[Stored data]
= = = = =
PR #421, opened 2023-12-06
Draft Phenotype DB Pipeline

vlagrassa:
We can now run[1] a phenotype database/comparison/analysis job!  For now, I compute the correlation value(s) as part of `PhenotypePipeline.parse_output`, which is analogous to how other jobs compute simple inline values from their output files.  I'm also drawing the data from the datastore files, but we'll want to work on reading from SQL instead.

[1] sort of!

I set up a few test pages under a `phenotype-comparison` blueprint.  None of these are front-facing, or even drafts of front-facing pages -- they're just for me to make sure the pipeline works.  This PR does not register that blueprint; instead, I'll work on merging that code into the page templates provided by @natalieroman.

Highlights:
- Client-side scatterplot histogram code (D3.js)
- Draft phenotype pipeline classes:
  - `PhenotypeReport` datastore entity
  - `PhenotypePipeline` to run job
- Draft running analysis:
  - Spearman function runs "inline"
  - Running the report is folded into `parse_input` and `parse_output`, by analogy with other jobs
- Misc. utility updates


src/modules/site-v2/base/static/js/scatter-histogram.js
```diff
@@ -0,0 +1,253 @@
...
+/* Add a histogram along an axis of a graph.
+ *
+ * Arguments:
+ *   - d (int): The dimension of the histogram. 0 for x-axis, 1 for y-axis
+ *   - axis: A d3 scaleLinear object mapping the domain of the given axis to its position in the graph
+ *   - data: The data to plot
+ *   - target: The SVG element to create the histogram in
+ *   - config: Optional keyword arguments.
+ */
+function add_histogram_along_axis(d, axis, data, target, config) {
```
r-vieira, line 38: optional for the `config` object, consider a default value, `config={}` with the correct data shape.

src/modules/site-v2/base/static/js/scatter-histogram.js
```diff
@@ -0,0 +1,253 @@
...
+
+  // Validate the dimension parameter
+  if (!(d === 0 || d === 1)) {
```
r-vieira, line 41: Optional, since this is part of the API for the histogram, but consider upgrading `0` and `1` to enums to avoid 'magic numbers'. 
```
const HistogramDimension = {
  'x_axis': 0,
  'y_axis': 1
};
```

src/modules/site-v2/base/static/js/scatter-histogram.js
```diff
@@ -0,0 +1,253 @@
...
+  // and translate along the primary axis so they all sit next to one another
+  const bar = graph.selectAll('.bar')
+    .data(bins)
+    .enter().append('g')
+    .attr('class', 'bar')
+    .attr('transform', function(n) {
+
+      // D3 draws from top left, so along the x-axis,
+      // offset the y-position of the bar based on the white space that should be above it
+      if (d == 0) return `translate(${ axis(n.x0) }, ${ bin_val_to_height(max_bin_amount - n.length) })`;
```
r-vieira, line 91: consider using triple equals `===` on these comparisons to avoid type coercion side effects (eg: `false == 0` is `true`)

src/modules/site-v2/base/static/js/scatter-histogram.js
```diff
@@ -0,0 +1,253 @@
...
+      .style('stroke', stroke_color);
+
+    // Create tooltip for data point mouseover
+    const tooltip = d3.select("#phenotype-chart")
+      .append("div")
+      .attr("class", "tooltip")
+      .style("opacity", 0);
+
+    // Add mouseover listener for individual dots
+    dots.on('mouseover', function(d) {
```
r-vieira, line 216: hum....on mobile we have `touchstart|touchmove|touchend` -- is there parity of experience we can have on mobile/touch devices with the charts?

src/modules/site-v2/base/views/tools/phenotype_comparison.py
```diff
@@ -0,0 +1,138 @@
...
+@phenotype_comparison_bp.route('/submit', methods=["POST"])
+@jwt_required()
+def submit():
+  form = PhenotypeComparisonForm(request.form)
+  user = get_current_user()
+
+  # Validate form fields
+  # Checks that species is in species list & label is not empty
+  if not form.validate_on_submit():
+    msg = "Invalid submission"
```
r-vieira, line 65: if we can be more descriptive to the end-user on specifics on why the submission failed, we should consider it.

src/modules/site-v2/templates/tools/phenotype/report.html
```diff
@@ -0,0 +1,58 @@
...
+{% block script %}
+<script src="{{ url_for('static', filename='js/scatter-histogram.js') }}"></script>
+
+<script>
+
+const data = {{ data.trait_values|tojson }};
+
+scatterplot_histograms('#phenotype-chart', data, {
+    hist_height:   60,
+    width:         600,
```
r-vieira, line 43: second order priority -- we might need to adjust width/height for mobile devices. (The first priority is to get the laptop version).

src/modules/site-v2/templates/tools/phenotype/submit.html
```diff
@@ -0,0 +1,71 @@
...
+  </div>
+
+{% endblock %}
+
+
+{% block script %}
+{% from "_includes/strain-listing.html" import unpack_species_list  %}
+{% from "_scripts/submit-job.js"        import def_submit_job       %}
+
+<script>
```
r-vieira, line 28: prefer `<script type="module">` to keep scopes local to the script tag.

src/modules/site-v2/templates/tools/phenotype/submit.html
```diff
@@ -0,0 +1,71 @@
...
+  {% include '_scripts/utils.js' %} {#/* defines: flash_message */#}
+  {{ def_submit_job('phenotype_comparison', true) }}
+
+
+  /* Species */
+  const species_list = {{ unpack_species_list(species_list, species_fields) }};
+  let species;
```
r-vieira, line 35: not used?

src/modules/site-v2/templates/tools/phenotype/submit.html
```diff
@@ -0,0 +1,71 @@
...
+
+  /* Traits */
+  let traits;
+
+
+  // Retrieve trait lists
+  fetch_json("{{ url_for('api_trait.query_all', split_by_species=True) }}")
```
r-vieira, line 42: are we using the `traits` elsewhere? 

If we are just fetching_json() initially without argument mutations, we might be able to include the data during template rendering phase.

r-vieira (approved):
Looks great! See inline comments.

src/modules/site-v2/templates/tools/phenotype/submit.html
vlagrassa: We aren't yet, but we might need it, depending on the implementation of the HTML table.  If this request ends up being unnecessary, I'll remove it.

src/modules/site-v2/templates/tools/phenotype/submit.html
vlagrassa: Not yet -- we'll want to do some species verification based on the selected trait(s).  I'll have a better idea how to do that once we figure out the trait table.

(Noted in Basecamp)

src/modules/site-v2/templates/tools/phenotype/report.html
vlagrassa: Agreed -- I imagine we'll want this to choose this value based on window width (or maybe even make the graph size responsive).  I've just filled in reasonable values for now, and still have to work w Natalie to lay out the graph(s) on the report page.

src/modules/site-v2/base/static/js/scatter-histogram.js
vlagrassa: Fixed in 7651b21e7c0ec4105403c84ddef0a8bb07ff348c

src/modules/site-v2/base/static/js/scatter-histogram.js
vlagrassa: Added in 7651b21e7c0ec4105403c84ddef0a8bb07ff348c

src/modules/site-v2/base/static/js/scatter-histogram.js
vlagrassa: Good question -- moving to Basecamp

src/modules/site-v2/base/static/js/scatter-histogram.js
vlagrassa: Added in 6a394b70889c8c650f042f4401607b486f82fbc6

src/modules/site-v2/templates/tools/phenotype/submit.html
vlagrassa: Fixed in 228841d37b4de9ea264ee8aa00fa3d82c2344aed

vlagrassa: Fixed in 228841d37b4de9ea264ee8aa00fa3d82c2344aed

src/modules/site-v2/base/views/tools/phenotype_comparison.py
vlagrassa: For our records -- this method of receiving / validating the submission has been replaced with a JSON solution.  Will still be worth testing invalid submission values.

See [current solution](https://github.com/AndersenLab/CAENDR/blob/191763d0cb7a9284d074735a545c3c02dd732c59/src/modules/site-v2/base/views/tools/phenotype_database.py#L121) (as of this comment).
= = = = =
Print all of the lines above so that each one matches its original exactly.

:: Finished task ::
PR #421, opened 2023-12-06
Draft Phenotype DB Pipeline

vlagrassa:
We can now run[1] a phenotype database/comparison/analysis job!  For now, I compute the correlation value(s) as part of `PhenotypePipeline.parse_output`, which is analogous to how other jobs compute simple inline values from their output files.  I'm also drawing the data from the datastore files, but we'll want to work on reading from SQL instead.

[1] sort of!

I set up a few test pages under a `phenotype-comparison` blueprint.  None of these are front-facing, or even drafts of front-facing pages -- they're just for me to make sure the pipeline works.  This PR does not register that blueprint; instead, I'll work on merging that code into the page templates provided by @natalieroman.

Highlights:
- Client-side scatterplot histogram code (D3.js)
- Draft phenotype pipeline classes:
  - `PhenotypeReport` datastore entity
  - `PhenotypePipeline` to run job
- Draft running analysis:
  - Spearman function runs "inline"
  - Running the report is folded into `parse_input` and `parse_output`, by analogy with other jobs
- Misc. utility updates


src/modules/site-v2/base/static/js/scatter-histogram.js
```diff
@@ -0,0 +1,253 @@
...
+/* Add a histogram along an axis of a graph.
+ *
+ * Arguments:
+ *   - d (int): The dimension of the histogram. 0 for x-axis, 1 for y-axis
+ *   - axis: A d3 scaleLinear object mapping the domain of the given axis to its position in the graph
+ *   - data: The data to plot
+ *   - target: The SVG element to create the histogram in
+ *   - config: Optional keyword arguments.
+ */
+function add_histogram_along_axis(d, axis, data, target, config) {
```
r-vieira, line 38: optional for the `config` object, consider a default value, `config={}` with the correct data shape.

src/modules/site-v2/base/static/js/scatter-histogram.js
```diff
@@ -0,0 +1,253 @@
...
+
+  // Validate the dimension parameter
+  if (!(d === 0 || d === 1)) {
```
r-vieira, line 41: Optional, since this is part of the API for the histogram, but consider upgrading `0` and `1` to enums to avoid 'magic numbers'. 
```
const HistogramDimension = {
  'x_axis': 0,
  'y_axis': 1
};
```

src/modules/site-v2/base/static/js/scatter-histogram.js
```diff
@@ -0,0 +1,253 @@
...
+  // and translate along the primary axis so they all sit next to one another
+  const bar = graph.selectAll('.bar')
+    .data(bins)
+    .enter().append('g')
+    .attr('class', 'bar')
+    .attr('transform', function(n) {
+
+      // D3 draws from top left, so along the x-axis,
+      // offset the y-position of the bar based on the white space that should be above it
+      if (d == 0) return `translate(${ axis(n.x0) }, ${ bin_val_to_height(max_bin_amount - n.length) })`;
```
r-vieira, line 91: consider using triple equals `===` on these comparisons to avoid type coercion side effects (eg: `false == 0` is `true`)

src/modules/site-v2/base/static/js/scatter-histogram.js
```diff
@@ -0,0 +1,253 @@
...
+      .style('stroke', stroke_color);
+
+    // Create tooltip for data point mouseover
+    const tooltip = d3.select("#phenotype-chart")
+      .append("div")
+      .attr("class", "tooltip")
+      .style("opacity", 0);
+
+    // Add mouseover listener for individual dots
+    dots.on('mouseover', function(d) {
```
r-vieira, line 216: hum....on mobile we have `touchstart|touchmove|touchend` -- is there parity of experience we can have on mobile/touch devices with the charts?

src/modules/site-v2/base/views/tools/phenotype_comparison.py
```diff
@@ -0,0 +1,138 @@
...
+@phenotype_comparison_bp.route('/submit', methods=["POST"])
+@jwt_required()
+def submit():
+  form = PhenotypeComparisonForm(request.form)
+  user = get_current_user()
+
+  # Validate form fields
+  # Checks that species is in species list & label is not empty
+  if not form.validate_on_submit():
+    msg = "Invalid submission"
```
r-vieira, line 65: if we can be more descriptive to the end-user on specifics on why the submission failed, we should consider it.

src/modules/site-v2/templates/tools/phenotype/report.html
```diff
@@ -0,0 +1,58 @@
...
+{% block script %}
+<script src="{{ url_for('static', filename='js/scatter-histogram.js') }}"></script>
+
+<script>
+
+const data = {{ data.trait_values|tojson }};
+
+scatterplot_histograms('#phenotype-chart', data, {
+    hist_height:   60,
+    width:         600,
```
r-vieira, line 43: second order priority -- we might need to adjust width/height for mobile devices. (The first priority is to get the laptop version).

src/modules/site-v2/templates/tools/phenotype/submit.html
```diff
@@ -0,0 +1,71 @@
...
+  </div>
+
+{% endblock %}
+
+
+{% block script %}
+{% from "_includes/strain-listing.html" import unpack_species_list  %}
+{% from "_scripts/submit-job.js"        import def_submit_job       %}
+
+<script>
```
r-vieira, line 28: prefer `<script type="module">` to keep scopes local to the script tag.

src/modules/site-v2/templates/tools/phenotype/submit.html
```diff
@@ -0,0 +1,71 @@
...
+  {% include '_scripts/utils.js' %} {#/* defines: flash_message */#}
+  {{ def_submit_job('phenotype_comparison', true) }}
+
+
+  /* Species */
+  const species_list = {{ unpack_species_list(species_list, species_fields) }};
+  let species;
```
r-vieira, line 35: not used?

src/modules/site-v2/templates/tools/phenotype/submit.html
```diff
@@ -0,0 +1,71 @@
...
+
+  /* Traits */
+  let traits;
+
+
+  // Retrieve trait lists
+  fetch_json("{{ url_for('api_trait.query_all', split_by_species=True) }}")
```
r-vieira, line 42: are we using the `traits` elsewhere? 

If we are just fetching_json() initially without argument mutations, we might be able to include the data during template rendering phase.

r-vieira (approved):
Looks great! See inline comments.

src/modules/site-v2/templates/tools/phenotype/submit.html
vlagrassa: We aren't yet, but we might need it, depending on the implementation of the HTML table.  If this request ends up being unnecessary, I'll remove it.

src/modules/site-v2/templates/tools/phenotype/submit.html
vlagrassa: Not yet -- we'll want to do some species verification based on the selected trait(s).  I'll have a better idea how to do that once we figure out the trait table.

(Noted in Basecamp)

src/modules/site-v2/templates/tools/phenotype/report.html
vlagrassa: Agreed -- I imagine we'll want this to choose this value based on window width (or maybe even make the graph size responsive).  I've just filled in reasonable values for now, and still have to work w Natalie to lay out the graph(s) on the report page.

src/modules/site-v2/base/static/js/scatter-histogram.js
vlagrassa: Fixed in 7651b21e7c0ec4105403c84ddef0a8bb07ff348c

src/modules/site-v2/base/static/js/scatter-histogram.js
vlagrassa: Added in 7651b21e7c0ec4105403c84ddef0a8bb07ff348c

src/modules/site-v2/base/static/js/scatter-histogram.js
vlagrassa: Good question -- moving to Basecamp

src/modules/site-v2/base/static/js/scatter-histogram.js
vlagrassa: Added in 6a394b70889c8c650f042f4401607b486f82fbc6

src/modules/site-v2/templates/tools/phenotype/submit.html
vlagrassa: Fixed in 228841d37b4de9ea264ee8aa00fa3d82c2344aed

vlagrassa: Fixed in 228841d37b4de9ea264ee8aa00fa3d82c2344aed

src/modules/site-v2/base/views/tools/phenotype_comparison.py
vlagrassa: For our records -- this method of receiving / validating the submission has been replaced with a JSON solution.  Will still be worth testing invalid submission values.

See [current solution](https://github.com/AndersenLab/CAENDR/blob/191763d0cb7a9284d074735a545c3c02dd732c59/src/modules/site-v2/base/views/tools/phenotype_database.py#L121) (as of this comment).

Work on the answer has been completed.